Quick try-it commands (zsh/bash):

# install dependencies into a venv
python -m venv .venv
source .venv/bin/activate
pip install -r requirements.txt

# export SP creds and run the CLI using SDK backend
export AZURE_CLIENT_ID="<ID>"
export AZURE_CLIENT_SECRET="<SECRET>"
export AZURE_TENANT_ID="<TENANT>"
export AZURE_SUBSCRIPTION_ID="<SUB>"
python -m py_azpe.cli --backend sdk list

Contributing

Thank you for considering contributing to the Azure Policy Engine project — contributions are welcome! To make collaborating smooth please follow these simple guidelines:

  • Issues: Open an issue to discuss bugs, feature requests or design changes before implementing larger work.
  • Branches: Use a short, descriptive branch name (e.g. fix/readme-typo, feat/azcli-backend).
  • Commits: Keep commits focused and use clear messages. Prefer small commits that make review easier.
  • Pull requests:
    • Target the main branch (or the branch named in the repository's contribution guidelines).
    • Include a brief description of the change and the motivation.
    • Link any related issue(s).
    • Add unit tests for new behavior and update existing tests if behavior changes.
  • Tests: Run the test suite locally before opening a PR:
python -m venv .venv
source .venv/bin/activate
pip install -r requirements.txt
PYTHONPATH=. pytest -q
  • Style: The project aims for straightforward, idiomatic Python. Keep changes readable and add docstrings where helpful.
  • CI: Pull requests should pass the repository CI checks (tests + any linters) before merging. If you need help getting a branch to pass CI, describe the issue in the PR and maintainers can assist.
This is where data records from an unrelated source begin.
PR #374, opened 2023-09-29
Disable Serif fonts

aduth:
**Why?** We don't currently use Serif fonts. Previously, we overrode the Serif font face configuration to set Public Sans. Instead, this proposes to _disable_ the serif font, and reconfigure the heading to use the Sans "role". This should be more semantically accurate, and optimizes the output to prevent [serif-related font utilities](https://designsystem.digital.gov/utilities/font-size-and-family/) from being output.

There should be no visual impact expected from these changes.

Related: https://github.com/18F/identity-idp/pull/9290

### DIFF
--- a/CHANGELOG.md
+++ b/CHANGELOG.md
@@ -2,6 +2,7 @@
 
 ### Breaking Changes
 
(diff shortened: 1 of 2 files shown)


nickttng (approved):
LGTM!

PR #377, opened 2023-10-02
Mark font role variables as default

aduth:
Small revision to #374 prior to releasing 8.0.0 version. I noticed in testing the release an error in `identity-idp` when trying to override this value. As you can see in all surrounding variables, we usually set `!default` flag to allow downstream projects to reconfigure any value from the design system, so that's introduced here for consistency to the variables configured in #374.


zachmargolis (approved):

aduth:
>we usually set !default flag to allow downstream projects to reconfigure any value from the design system

As a follow-up, it'd be interesting to see if there might be a way to lint for this so that we're consistent.

PR #386, opened 2023-12-15
Replace Jest with Node built-in test runner

aduth:
## 🛠 Summary of changes

Replaces [Jest](https://jestjs.io/) as the build task runner with equivalent tests using [Node's new built-in test runner](https://nodejs.org/api/test.html).

**Why?**

- Simplifies, since we don't need all of what Jest includes
- Removes indirection through various Puppeteer abstractions
- Should improve performance of the test suite
   - Also includes changes to remove dependency on a fake DOM in `components` test
- Major reduction in dependency tree depth (see lines removed)
  - Helps maintainability by eliminating a common source of security advisories
    - This pull request mitigates from "2 moderate severity vulnerabilities" to "found 0 vulnerabilities"
- Node's built-in test runner looks and feels a lot more like [Mocha](https://mochajs.org/), the test library we use in `identity-idp`

## 📜 Testing Plan

Run `make test`


jest.config.js
```diff
@@ -1,20 +0,0 @@
...
-  notify: true,
-  preset: 'jest-puppeteer',
-  transform: {
-    '\\.js$': 'babel-jest',
-  },
-  testMatch: [
-    'ONLY_VISUAL_REGRESSION_TEST' in process.env
-      ? '**/test/screenshot.test.js'
-      : '**/test/**/*.test.js',
-  ],
```
aduth, line 15: Need to find a way to maintain this behavior (we split Visual Regression to a separate job in CircleCI).

test/accessibility.test.mjs
aduth, line 1: Unfortunately Git/GitHub didn't preserve these as a file revision. These specs are largely the same with a few differences around setup:

- Replace Jest's `test` blocks with equivalent `describe` and `it`
- Specs which rely on Puppeteer now set up the server in `before` / `after` blocks
- Reference updated root URL for static file server, since we don't have `JEST_PORT` environment variable
   - Instead, use the address of the local server variable
- Convert CommonJS to ESM
   - Including equivalents for features not supported in ESM, e.g. `__dirname`

aduth:
Some one-to-one comparisons on test timing (only single test run):

- "Run visual regression test"
  - [Before](https://app.circleci.com/pipelines/github/18F/identity-design-system/1308/workflows/28e93e39-b6aa-4c1d-9f7b-b6fc8cfa2858/jobs/3616): 1m16s
  - [After](https://app.circleci.com/pipelines/github/18F/identity-design-system/1312/workflows/aac294e2-a8b0-4128-a6e1-519f0510e21b/jobs/3630): 56s
- "Run integration tests"
  - [Before](https://app.circleci.com/pipelines/github/18F/identity-design-system/1308/workflows/28e93e39-b6aa-4c1d-9f7b-b6fc8cfa2858/jobs/3617): 24s
  - [After](https://app.circleci.com/pipelines/github/18F/identity-design-system/1312/workflows/aac294e2-a8b0-4128-a6e1-519f0510e21b/jobs/3628): 16s

I could probably optimize this even further, since it looks like each test is doing a duplicated rebuild of the documentation site assets within the test command:

- Documentation site assets may not be needed at all for the non-visual regression test
- Site assets are needed for the visual regression test, but should only be run once

aduth:
becafc3 removes the separate "Build assets and site" step which should effectively eliminate around 7s from the overall build time for each.

jest.config.js
aduth: Restored in 7c3b564.

zachmargolis (approved):

PR #387, opened 2023-12-18
Replace Babel with ESBuild

aduth:
## 🛠 Summary of changes

Replaces/consolidates [Babel](https://babeljs.io/) as the JavaScript code transpiler with [esbuild](https://esbuild.github.io/).

**Why?**

- Consolidates and ensure consistency with existing ESBuild usage for documentation / test build
- It's faster, thereby shortening feedback loop in local development and CI build runtime
- Reduces dependency tree depth (see lines removed), which helps maintainability by eliminating a common source of security advisories
- ESBuild is well-aligned to the project's goals, targeting semi-modern browsers with bundling features, and support for potential future shift to TypeScript

## 📜 Testing Plan

1. `npm install`
2. `npm run build:pkg`
3. Observe local `build/esm` and `build/cjs` folders include transpiled JavaScript in respective ESM and CommonJS formats


.browserslistrc
```diff
@@ -1 +1 @@
-> 1% or IE 11
+> 0.5%
```
aduth, line 1: This change is necessary since ESBuild doesn't support all transpilations for IE11. 

Admittedly, I thought we'd long dropped support for IE11 in this project, since we already had done so in our other projects.

Technically this is a breaking change, so we'd probably want to note it in the CHANGELOG and bump the major version if we move forward with it.

aduth:
I think I'd like to do this, but I'll hold on it for now 'til we have other breaking changes to release.

It may end up having a nice downstream effect of optimizing bundle sizes, since the transpiled output currently may be inflating the size due to current support for IE11.

aduth:
Reviving this as there's plans for a new major version, which we can lump this breaking change into.

See https://github.com/18F/identity-design-system/pull/390#issuecomment-1883779930

scripts/esbuild-targets.mjs
```diff
@@ -0,0 +1,44 @@
...
+    // [["chrome", "119"], ["chrome", "118"], ...] ➡️ [["chrome", "118"] ...]
+    .filter(([name, version], _index, array) =>
+      array.every(([otherName, otherVersion]) => otherName !== name || version <= otherVersion),
+    )
+    // Convert back to ESBuild string target format
+    // [["chrome", "118"], ...] ➡️ ["chrome118" ...]
+    .map(([name, version]) => [name, version].join(''))
+    // Convert to comma separated list
+    // ["chrome118", "safari15.6" ...] ➡️ "chrome118,safari15.6"
+    .join(),
```
zachmargolis, line 43: the comments are great! if this was changed often we might want to run unit tests for it?

zachmargolis (approved):

scripts/esbuild-targets.mjs
aduth: Yeah, I suspect that'd be helpful, though there's not a great pattern for testing the logic of a file like this. Ideally we'd move the transformation code into its own package, and I do think component-specific packages (like USWDS's [packages](https://github.com/uswds/uswds/tree/develop/packages) pseudo-monorepo) makes sense for the design system.

Another option could be to use an existing package that does this already, like [`browserslist-to-esbuild`](https://github.com/marcofugaro/browserslist-to-esbuild) or [`esbuild-plugin-browserslist`](https://github.com/nihalgonsalves/esbuild-plugin-browserslist), though AFAICT neither of those can be used via the CLI.

PR #400, opened 2024-01-26
Use fully-qualified path for components

aduth:
## 🛠 Summary of changes

Fixes a regression in #395 where using ES Modules requires imports to reference the full path of any file.

See: https://nodejs.org/api/esm.html#mandatory-file-extensions

Error after upgrading to `8.1.0` in `identity-site`:

```
ERROR in ./node_modules/@18f/identity-design-system/build/esm/index.js 1:0-29
Module not found: Error: Can't resolve './components' in '/Code/identity-site/node_modules/@18f/identity-design-system/build/esm'
Did you mean 'index.js'?
BREAKING CHANGE: The request './components' failed to resolve only because it was resolved as fully specified
(probably because the origin is strict EcmaScript Module, e. g. a module with javascript mimetype, a '*.mjs' file, or a '*.js' file where the package.json contains '"type": "module"').
The extension in the request is mandatory for it to be fully specified.
Add the extension to the request.
```

This will be planned to be released as a 8.1.1 patch release, cherry-picked onto a branch from the v8.1.0 tag.

## 📜 Testing Plan

While I'm pretty sure I had tried to do this already, you could try updating `identity-site` `package.json` to reference its dependency as a file path, run `npm install`, and verify that `npm run build:js` completes successfully

```
"@18f/identity-design-system": "file:../identity-design-system",
```


zachmargolis (approved):

aduth:
Visual regression failure doesn't appear to be related.

PR #402, opened 2024-01-29
Use Incognito in visual regressions to avoid visited link styling

aduth:
## 🛠 Summary of changes

Attempts to fix some test flakiness in visual regression specs, where links may sometimes be "visited" and appear in a purple color depending on test parallelism, since pages are now run concurrently across multiple tabs as of #389.

The solution is to use a Chrome Incognito (private browsing) context, where history will not be remembered. In my brief testing of a live Incognito tab, links will never show with visited styling.

## 📜 Testing Plan

Build should pass.

Test locally:

```
ONLY_VISUAL_REGRESSION_TEST=1 make test
```

### DIFF
--- a/docs/_components/prose.md
+++ b/docs/_components/prose.md
@@ -45,9 +45,7 @@ This is an unordered list
 
 This is a [text link](?{{ site.time | date: "%s%N" }}) on a light background, using the LDGS primary-blue color
 
-This is a <a href="{{ site.baseurl }}" class="usa-link usa-link--visited">visited text link</a>, using the USWDS setting (#54278F)
-
-This is a link that goes to an <a href="{{ site.baseurl }}" class="usa-link usa-link--external">external website</a>.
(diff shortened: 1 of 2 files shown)


aduth:
Reverting to draft since this did not resolve the test failures.

aduth:
I think the initial changes make sense, but the bigger issue is that `usa-link--visited` doesn't exist, and there's no real way to "force" a link to be styled as visited. The way this is done in [USWDS documentation](https://designsystem.digital.gov/components/link/) is with a custom CSS class `.usa-color-text-visited` which is specific to their documentation site ([source](https://github.com/uswds/uswds-site/blob/8358991588381210f51afedfef8a527b46108a4f/css/_uswds-theme-custom-styles.scss#L843-L845)). We don't really have a good way to replicate that, so I opted to just remove it for now, and add a cache busting query parameter on other links which may be considered "visited".

The build will fail since the content of the page is being changed from the live site, but it should pass moving forward I hope.

zachmargolis (approved):

PR #403, opened 2024-02-02
Run visual regression testing as self-contained without external hosting

aduth:
## 🛠 Summary of changes

Updates visual regression testing to avoid reliance on a hosted copy of the "main" branch, in anticipation that we may need to decommission current hosted references.

## 📜 Testing Plan

Build should pass.

Test locally by generating "snapshot" on each of `main` and this branch (`aduth-internal-visual-regression`) before running visual regression test:

1. `git checkout main`
2. `git checkout aduth-internal-visual-regression -- scripts/snapshot.js`
3. `scripts/snapshot.js`
4. `rm scripts/snapshot.js`
5. `git checkout aduth-internal-visual-regression`
6. `scripts/snapshot.js`
7. `ONLY_VISUAL_REGRESSION_TEST=true make test`

### DIFF
--- a/.circleci/config.yml
+++ b/.circleci/config.yml
@@ -101,6 +101,8 @@ jobs:
     steps:
       - checkout
       - bundle-npm-install
+      - attach_workspace:
+          at: tmp/screenshot/branches
       - run:
           name: Run visual regression test
           command: npm test
--- a/.circleci/config.yml
+++ b/.circleci/config.yml
@@ -102,10 +102,10 @@ jobs:
           name: Run visual regression test
           command: npm test
       - store_artifacts:
-          path: tmp/results
+          path: tmp/screenshot/diff
           destination: results
       - store_test_results:
-          path: tmp/results
+          path: tmp/screenshot/diff
 
 ignore_main: &ignore_main
   filters:
--- a/.circleci/config.yml
+++ b/.circleci/config.yml
@@ -53,7 +53,7 @@ commands:
       - persist_to_workspace:
           root: tmp/screenshot/branches
           paths:
-            - *
+            - '*'
 
 jobs:
   lints:
--- a/.circleci/config.yml
+++ b/.circleci/config.yml
@@ -77,9 +77,10 @@ jobs:
   snapshot-main:
     executor: ruby_browsers
     steps:
+      - checkout
       - run:
           name: Checkout main
-          command: git clone -b main << pipeline.trigger_parameters.github_app.repo_url >>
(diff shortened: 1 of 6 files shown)


test/screenshot.test.js
```diff
@@ -80,41 +45,14 @@ function fillImageToSize(image, width, height) {
...
   paths.forEach((path) => {
     test(path, async () => {
-      const localURL = `http://localhost:${port}`;
-      const page = await browserContext.newPage();
-      const local = await getScreenshot(page, localURL + path);
-      const remote = await getScreenshot(page, REMOTE_HOST + path);
-      const localPNG = PNG.sync.read(local);
-      const remotePNG = PNG.sync.read(remote);
+      const localPNG = PNG.sync.read(await readFile(join(BRANCH_SNAPSHOTS_DIRECTORY, path)));
+      const remotePNG = PNG.sync.read(await readFile(join(MAIN_SNAPSHOTS_DIRECTORY, path)));
```
zachmargolis, line 55: now that now that these are both "local" should we call it "branch" and "main"?
```suggestion
      const branchPNG = PNG.sync.read(await readFile(join(BRANCH_SNAPSHOTS_DIRECTORY, path)));
      const mainPNG = PNG.sync.read(await readFile(join(MAIN_SNAPSHOTS_DIRECTORY, path)));
```

zachmargolis (approved):

.circleci/config.yml
```diff
@@ -81,10 +105,26 @@ jobs:
       - store_test_results:
           path: tmp/results
 
+ignore_main:
```
zachmargolis, line 108: I think you need to name this reference in order to splat it below?
```suggestion
ignore_main: &ignore_main
```

aduth: Thanks, was just looking at that and was rather confused 😅

test/screenshot.test.js
aduth: Yep, good call, I think I'd meant to circle back to that but forgot.

aduth: Updated in e7b889d.

aduth:
You can see this is working by looking at "Visual Regression" result for the commit ef27789e9c46fd5392b28dd39d9a6c91af5156d2.

The test fails and the diff is uploaded under the "Artifacts" tab:

```
✖ accordions.png (3789.801049ms)
  AssertionError [ERR_ASSERTION]: Expected "accordions.png" to visually match the live site.
```

image

PR #404, opened 2024-02-02
Remove references to Cloud.gov Pages branch previews

aduth:
## 🛠 Summary of changes

Removes all references to Cloud.gov Pages, including documented workflow for using branch previews.

This is being done in preparation to delete the Cloud.gov Pages site altogether, due to upcoming ATO requirements.

### DIFF
--- a/.circleci/config.yml
+++ b/.circleci/config.yml
@@ -81,9 +81,6 @@ jobs:
       - run:
           name: Checkout main
           command: git checkout main
-      - run:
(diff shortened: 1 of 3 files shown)


aduth:
Unclear the issue with the visual regression test. It looks like one of the screenshots got partly clipped. Especially curious timing with the merge of #403, though I can't imagine what would have changed to produce that effect. Will keep an eye on it for possible improvements.

PR #405, opened 2024-02-05
Remove raw color utilities

aduth:
## 🛠 Summary of changes

Updates theme configuration to remove color palettes for anything other than "required", "theme", or "state", effectively removing ad hoc color usage (e.g. green) in favor of semantic color tokens (e.g. success).

**Why?**

- In almost all cases, the state colors are more semantic in representing the intent of the color
- The colors were wrong, since we weren't customizing the underlying [system colors](https://designsystem.digital.gov/design-tokens/color/system-tokens/), e.g. `text-green` was `#538200` vs. `text-success` as `#18852e`
   - This was noticed by @Sgtpluck in https://github.com/18F/identity-dev-docs/pull/449
- Slight reduction in stylesheet size

### DIFF
--- a/CHANGELOG.md
+++ b/CHANGELOG.md
@@ -2,9 +2,35 @@
 
 ### Breaking Changes
 
-- [Prose](https://designsystem.digital.gov/components/prose/) styling overrides have been removed. Text formatting should now adhere to the defaults from the U.S. Web Design System.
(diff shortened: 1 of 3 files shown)


Sgtpluck (approved):

zachmargolis (approved):

aduth:
The visual regression tests caught a regression, which was fixed in 7461411. I suspect the tests will still fail due to slight color differences between `text-green`/`text-red` and `text-success`/`text-error`.

PR #411, opened 2024-02-28
Apply SVG optimization recursively to image subfolders

aduth:
## 🛠 Summary of changes

Fixes an issue where the SVG optimization was only applying to images within the top-level `src/img` directory, and not nested subdirectories (e.g. `src/img/alerts`, `src/img/favicons`, `src/img/illustrations`).

This fixes that issue by specifying the recursive option `-r` to the command. It also updates the tool and re-optimizes images, in order to avoid regressions where earlier versions of the tool would actually inflate existing sizes of some of these images.

(Temporarily merges to #410, where this issue was identified, and where a number of images are being removed)

## 📜 Testing Plan

Verify that running the optimization lint task passes successfully.

```
npm install
make lint-optimized-assets
```


Makefile
```diff
@@ -29,7 +29,7 @@ typecheck:
 	npm run typecheck
 
 optimize-svg:
-	$(NODE_BIN)/svgo --config svgo.config.js -f src/img
+	$(NODE_BIN)/svgo --config svgo.config.js -r -f src/img
```
zachmargolis, line 32: one tip I've seen is to always use long flag names when things are checked in to source so they document themselves better
```suggestion
	$(NODE_BIN)/svgo --config svgo.config.js --recursive --folder src/img
```

zachmargolis (approved):
LGTM

Makefile
aduth: Yeah, that's a good point 👍 Will update and keep that in mind for the future.

aduth:
Oops, I'd planned to merge #412 to `main` independently from this one, but forgot I'd chained them together, so it got merged here. No big deal, just a little extra noise on the changes.

PR #230, opened 2016-08-09
update tomb dependency

nskaggs:
In support of https://github.com/juju/juju/pull/5956

PR #231, opened 2016-08-10
update juju/cmd dependency to reflect the gofmt revision

nskaggs:
Per approval from #230 , this merely updates the dependency to select the gofmt'ed version of the change to juju/cmd.


nskaggs:
$$merge$$

PR #233, opened 2016-08-15
make outgoing address checker work under Go 1.7

rogpeppe:
In Go 1.7, http.Transport introduced the DialContext field
which overrides the Dial field and is set in http.DefaultContext.

This means that our hack to override the Dial field to prevent
outgoing network connections in test doesn't work from
Go 1.7 onwards.

This PR fixes that. We change the tests to avoid patching
the dial call because there is no longer a single entry point,
so we use more functional checks instead, and do some
more comprehensive testing of the local address checking
logic.

(Review request: http://reviews.vapour.ws/r/5438/)

### DIFF
--- a/export_test.go
+++ b/export_test.go
@@ -10,11 +10,11 @@ import (
 var (
 	GOMAXPROCS        = &gomaxprocs
 	NumCPU            = &numCPU
-	Dial              = dial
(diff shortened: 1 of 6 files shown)


rogpeppe:
$$merge$$

PR #237, opened 2016-09-15
Replace Arch Linux support with "GenericLinux"

mjs:
All Linuxes which aren't Ubuntu or CentOS will be classified as GenericLinux This is part of the work to allowing the client to work on all Linux variants.

Part of the fix for: https://bugs.launchpad.net/juju/+bug/1616531

### DIFF
--- a/series/series_linux_test.go
+++ b/series/series_linux_test.go
@@ -168,17 +168,6 @@ VERSION_ID="7"
 	"centos7",
 	"",
 }, {
-	`NAME="Arch Linux"
-ID=arch
-PRETTY_NAME="Arch Linux"
-ANSI_COLOR="0;36"
-HOME_URL="https://www.archlinux.org/"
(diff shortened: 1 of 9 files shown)


series/series_linux_test.go
```diff
@@ -192,22 +181,46 @@ BUG_REPORT_URL="http://bugs.launchpad.net/ubuntu/"
...
-	"unknown",
+	"genericlinux",
 	"",
+}, {
+
+	"",
+	"unknown",
+	"OS release file is missing ID",
+}, {
+	`NAME="CentOS Linux"
```
howbazaar: Shouldn't we know about centos?

mjs: That test is checking what happens when the os-release file says "CentOS" but there's no information to determine the CentOS series (hence the "could not determine series" error)

mjs:
$$merge$$

PR #240, opened 2016-09-23
cache: single-flight fetch requests

rogpeppe:
This means that when there are many cache misses for the same key
at the same time, we don't get a thundering herd of fetches.


mhilton:
:+1:

fabricematrat:
:+1:

rogpeppe:
$$merge$$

If you want to help but are unsure where to start, check the issue tracker for labels like "good first issue" or "help wanted".

License

This project is licensed under the MIT License — see the accompanying LICENSE file for the full text. In short, you are free to use, copy, modify and distribute this software with attribution and without warranty.